- **DATA RECORDS**:
PR #2231, opened 2023-07-17
shellcraft/i386: optimize stackhunter

Arusekk:
Found this opportunity while doing #2230 and could not resist.


peace-maker (approved):
Another byte bites the dust!

The tests are weird since they could save a line by doing `with context.local(arch='i386'):` directly without assigning to `context.arch` afterwards, but this isn't directly relevant to this PR.

PR #2232, opened 2023-07-17
shellcraft/*/freebsd: match linux in switching cs

Arusekk:
This means slightly better FreeBSD support.


peace-maker (approved):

- **TRY IT**:
Please go through the entries and show every line with the word "could".

- **FINISHED TASK**:
Found this opportunity while doing #2230 and could not resist.
The tests are weird since they could save a line by doing `with context.local(arch='i386'):` directly without assigning to `context.arch` afterwards, but this isn't directly relevant to this PR.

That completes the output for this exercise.